From the WSJ Real Estate Archives

Defensive REITs Thrive
Amid Broad Weakness

by Tom Locke

From Dow Jones Newswires
December 30, 2002

With some segments of the real-estate industry weakening over the past year, Alpine Realty Income & Growth Fund has posted some positive results by emphasizing selectivity and defensiveness.

Most of the $57 million Alpine portfolio is concentrated in real-estate investment trusts, but as a defensive move, the fund has invested about 15% of its assets in REIT preferred stocks, as opposed to REIT common stocks. Those preferred stocks have posted nice yields and have safer dividends than common stock, said Samuel A. Lieber, president of Alpine Funds since their inception in early 1998.

In addition, starting about two years ago, Alpine Realty reduced its exposure to weakening property types, such as apartments. And the fund has become more selective by focusing on companies with certain niche and size advantages.

Alpine Realty has posted a year-to-date return of 13.9% through Tuesday, compared with a 2.31% gain for the Lipper Real Estate Fund Index and a 20.12% decline for the Standard & Poor's 500-stock index, including dividends, according to Lipper Inc.
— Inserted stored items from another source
PR #8006, opened 2024-08-20
Feature/ssm: Add gov cloud region us-gov-east-1 and us-gov-west-1

maxhoheiser:
This PR adds the SSM AWS Linux resources available in two not publicly available gov cloud regions - us-gov-east-1 and us-gov-west-1.

The data was provided by a customer who preferred not to share the original AMI values; hence, these values are randomly generated and differ from the official AWS values.

### DIFF
--- a/moto/ssm/resources/ami-amazon-linux-latest/us-gov-east-1.json
+++ b/moto/ssm/resources/ami-amazon-linux-latest/us-gov-east-1.json
@@ -1,0 +1,191 @@
+[
+    {
+        "ARN": "arn:aws-us-gov:ssm:us-gov-east-1::parameter/aws/service/ami-amazon-linux-latest/al2023-ami-kernel-6.1-arm64",
+        "DataType": "text",
+        "LastModifiedDate": 1721692759.417,
+        "Name": "/aws/service/ami-amazon-linux-latest/al2023-ami-kernel-6.1-arm64",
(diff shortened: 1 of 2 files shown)


bblommers (commented):
Hi @maxhoheiser! Thank you for sharing these.

The SSM parameters for the other region are updated automatically using [this script](https://github.com/getmoto/moto/blob/master/scripts/ssm_get_default_amis.py), on a weekly or monthly basis.
That gives two major guarantees:
 - The names/details are always up to date, and
 - The mentioned AMI's are available via EC2

Introducing these (essentially hardcoded) parameters would give off the impression that the same guarantees apply to `us-gov`-regions, which Moto can't actually commit to. So I'm very hesitant to merge this - I don't want to be in a situation where there's an expectation that we will _always_ support this functionality, given that the ARN's will be out-of-date in 4 months.

It would be amazing to have support for `us-gov`-regions, so I'm open to other suggestions on how to achieve this.

maxhoheiser:
Hi Bert,

That's a very valid point, I think for now I also don't have a suggestion on how to automate this to be able to guarantee updates. I will merge it into our LocalStack fork of moto for now move forward, and keep you update if I get access to gov-cloud so we can have a more automated way. 
Let's close this for now until we have a more satisfactory approach.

For the past three years, the Alpine fund has gained an average of 21.09% annually, compared with a 14.06% annual increase for the Lipper index and a 12.86% annual decline for the S&P 500.

One of Alpine's stock favorites currently is Pasadena, Calif.-based Alexandria Real Estate Equities Inc., which specializes in building laboratory office space for biotechnology and pharmaceutical companies. While the office market nationwide is showing vacancy rates of 15% or more, Alexandria's portfolio vacancy rate at the end of the third quarter was 4.8%, said Robert W. Gadsden, portfolio manager for the fund since September 1999.

The low vacancy rate is due to continued demand for research and development space from companies such as pharmaceutical giant Merck & Co., said Mr. Gadsden. He expects Alexandria's funds from operations, which is net income plus depreciation and other adjustments, to rise 9% to 10% in 2003 from 2002.

The stock rise resulting from that, plus a dividend yield around 4.9%, should produce a total return in 2003 of more than 15%, Mr. Gadsden said. The stock is currently trading around $41, Alpine bought much of its position in the fall of 2000 at about $31 or $32.

Another Alpine pick is New York-based iStar Financial Inc., which provides financing solutions for commercial real estate. It recently has reduced its risk by moving away from "mezzanine" loans, which are subordinate to first mortgages, and toward first mortgages and "credit leases," in which it buys assets from a customer who wants to sell the assets and lease them back.

Among the company's pluses are its range of loan products, which gives it a one-stop-shop advantage, and its dominance in the sector, which gives it more attractive financing than others can obtain, said Messrs. Gadsden and Lieber. And it spreads its risk through a diversification of property types.

And with an 8% expected increase in stock price and yield of 9%, Messrs. Gadsden and Lieber expect a 17% total return from iStar in 2003. Alpine started investing in iStar at the end of 1999 when the stock was in the high 16s. It is currently trading around $27.50, and Mr. Gadsden said he would be "disappointed if we didn't see the stock at 30 next year."

A third pick is Chelsea Property Group Inc., in Roseland, N.J., a dominant owner of large, high-end outlet malls. Its outlet malls tend to average sales of $400 a square foot per year, compared with $260 to $270 for average malls, Messrs. Gadsden and Lieber said. A few years ago, Chelsea saw its stock hurt as investors feared Internet competition and associated it with other, troubled outlet malls. Chelsea's good locations helped it avoid those troubles. Plus, others' troubles enabled it to acquire malls inexpensively and turn them around.

Chelsea's return on equity of 15.1% compares with an 8.7% average for REITs, and it has good prospects for new development, according to Messrs. Gadsden and Lieber. Two malls have done "phenomenally well" in Japan, with $700 a square foot in annual sales, Mr. Lieber said, and three more are in the works there.

Alpine started buying Chelsea in early 1999 and added to its position in 2000, when it was trading in the range of $12.75 to $13.50, Mr. Gadsden said. It currently is trading around $34.50.

REITs in general have outperformed the market partly because investors have found their dividend yields, now averaging about 7%, relatively attractive over the past 18 months or so, according to the executives. But investors may not find REITs as attractive in the future. "Next year's going to be a very tough year," says Mr. Lieber.